After spending three days in Japan's Tohoku region, destinations editor Eric Moya visited Tokyo for a day. His second dispatch follows.

The Brits call them anoraks. In the States they're fanboys and geeks. In Japan they're otaku.

These terms all describe someone who has an obsessive interest, usually to the detriment of a social life. And while "otaku" has been used to describe enthusiasts across a variety of hobbies, it primarily applies to fans of anime (cartoons) and manga (comic books).

If there's a mecca for otaku, it's the Akihabara area of Tokyo's Chiyoda City. I made my way there on foot, about a 30-minute walk from my hotel near Tokyo's main rail station. When I spotted a young woman trying to drum up business for a maid cafe, I figured I was in the right place.

I walked into a building comprising six floors, each catering to a specific otaku interest: action figures on one, manga on another, anime DVDs on yet another.

Dispatch, Japan: In Tokyo, embracing 'otaku'
© TW photo by Eric Moya

Then there were the cosplay levels, for those shopping for costumes or dress-up accessories. This is a pastime, coincidentally, that has gained tremendous traction in the U.S. over the past decade or so, as evidenced in the soaring popularity of comic cons.

To that point: In the States, once-geeky preoccupations such as superheroes now rule the pop culture landscape, as anyone who's been to a multiplex over the past decade can attest. It certainly wasn't the case when I was a kid, when "comic cons" were truly comic book conventions, the exclusive domain of American Legion halls or midprice-hotel ballrooms and certainly not somewhere you'd run into the likes of Scarlett Johansson or Chris Hemsworth. (Butch "Eddie Munster" Patrick and the Trans-Am from "Knight Rider," perhaps.)
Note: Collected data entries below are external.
PR #978, opened 2020-04-13
Bugfix/Pump Actuation

markmaker:
# Description
Fixes a small logic error in Revision: bd3a78a5f2890aa430858fed540963a5797cc93e which leads to the pump constantly being switched on and off. Observed this in the log while testing something else (my machine does not actually actuate the pump, it runs on a hysteresis instead).

The pump must only be enabled before the valve switches on and only be disabled after the valve switches off. Same for the value setting variant with blow off. 

See the past change:
https://github.com/openpnp/openpnp/commit/bd3a78a5f2890aa430858fed540963a5797cc93e#diff-b380475a49f8df054452d2236b8bb376

# Justification
Obvious.

# Instructions for Use
Look into the log with tracing level. Do a small job. 

# Implementation Details
1. Tested on machine. Observed log. My machine does not actually actuate the pump. 


vonnieda:
Thanks @markmaker!

PR #986, opened 2020-04-17
Revert "Revert "Feature/ReferencePushPullFeeder""

vonnieda:
This will be the new #977 after the revert of the revert. #977 was accidentally merged, then reverted, and this is the revert of that which will eventually (actually) merge #977. I'm creating this so that there is an open PR for #977, so it doesn't get forgotten.

### DIFF
--- a/src/main/java/org/openpnp/gui/components/CameraView.java
+++ b/src/main/java/org/openpnp/gui/components/CameraView.java
@@ -1280,10 +1280,7 @@ public class CameraView extends JComponent implements CameraListener {
         }
     }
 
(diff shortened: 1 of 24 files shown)


vonnieda:
Note to self: Explore what is happening with the tape type in packages.

markmaker:
@vonnieda I'm closing this, as I opened #987 instead.

This way I'm able to work with the fork/push workflow I'm used to (git is at times still a bit unpredictable for me). I also merged and adapted the latest in develop (thank you for merging those!).

markmaker:
Closing it.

But whereas traditionally nerdy pursuits have entered the U.S. mainstream, that's not my sense of what otaku culture is. Anime and manga have long been an integral part of Japanese pop culture, and in Akihabara, a community of folks found each other and cultivated a place where otaku could indulge their interests. And on the weekday afternoon I visited, there were also plenty of international visitors browsing manga shelves and action figure displays.

That seems like a pretty well-socialized group to me. No wonder that "otaku," despite originating as a pejorative, is increasingly taken as a term of endearment. Anoraks/fanboys/otaku of the world, unite.